Я выдохнула, понимая почему он хотел разговора наедине. И благодарна была, что эту ложь Дешам взял на себя.
– Но, безусловно, - продолжал доктор, - вам нужно быть настороже – стараться не застудить нижнюю часть тела и избегать неразборчивых любовных связей.
– Благодарю, мсье… - бормотал, розовея, сын: - Отец объяснял мне природу телесной любви и опасности её тоже.

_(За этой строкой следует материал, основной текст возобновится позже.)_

PR #138, opened 2016-07-25
public.json: Add trip.notes

wking:
David Stelzer pointed out that the customer experience is nicer if we can tell them why their stop is late, instead of just that it is late.

### DIFF
--- a/public.json
+++ b/public.json
@@ -5332,6 +5332,10 @@
           "description": "estimated date-time for warehouse arrival",
           "type": "string",
           "format": "date-time"
+        },
+        "notes": {
+          "description": "free-form Markdown notes for additional trip information.  We expect this will mostly be for delay causes (e.g. \"High winds in Laramie\" or \"The truck broke down\")",
+          "type": "string"
         }
       },
       "required": [


public.json
```diff
@@ -5332,6 +5332,10 @@
           "description": "estimated date-time for warehouse arrival",
           "type": "string",
           "format": "date-time"
+        },
+        "notes": {
+          "description": "free-form Markdown notes for additional trip information.  We expect this will mostly be for delay causes (e.g. \"High winds in Laramie\" or \"The truck broke down\")",
```
tompetersjr: I'm ok with this but the implementation really only needs to support text right now.  No need for Markdown.  Is there a reason to specifically mention Markdown?

wking: On Mon, Jul 25, 2016 at 01:29:00PM -0700, Tom Peters wrote:
> > +        "notes": {
> > +          "description": "free-form Markdown notes for additional trip information.  We expect this will mostly be for delay causes (e.g. \"High winds in Laramie\" or \"The truck broke down\")",
> 
> I'm ok with this but the implementation really only needs to support
> text right now.  No need for Markdown.  Is there a reason to
> specifically mention Markdown?

Not really.  Maybe you want to bold something?  It's a superset of
text/plain, and the backend doesn't care, so Markdown or not is really
up to “do we need styling, links, lists, …?” and “how easy will it be
for the frontend to support editing/rendering?”.  I'm not clear on the
former, and think “just expose the raw Markdown” is good enough for
an initial implementation of the latter.

If we want to get fancier on the frontend, this looks like a
reasonable embedable editor [1], and this looks like a reasonable
renderer [2].

[1]: http://epiceditor.com/
[2]: https://github.com/evilstreak/markdown-js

Я выдохнула… и хлынули слезы – сами по себе, неконтролируемо. Мне не мешали.
Осторожно высморкавшись в платочек, я вдруг улыбнулась. А я бы послушала – какими-такими словами…? Как это звучит, если куртуазно? Или было озвучено прямо, как между мужиками принято – безо всяких прикрас? Тоже послушала бы. В любом случае... спасибо, Рауль, и здесь вы позаботились о сыне.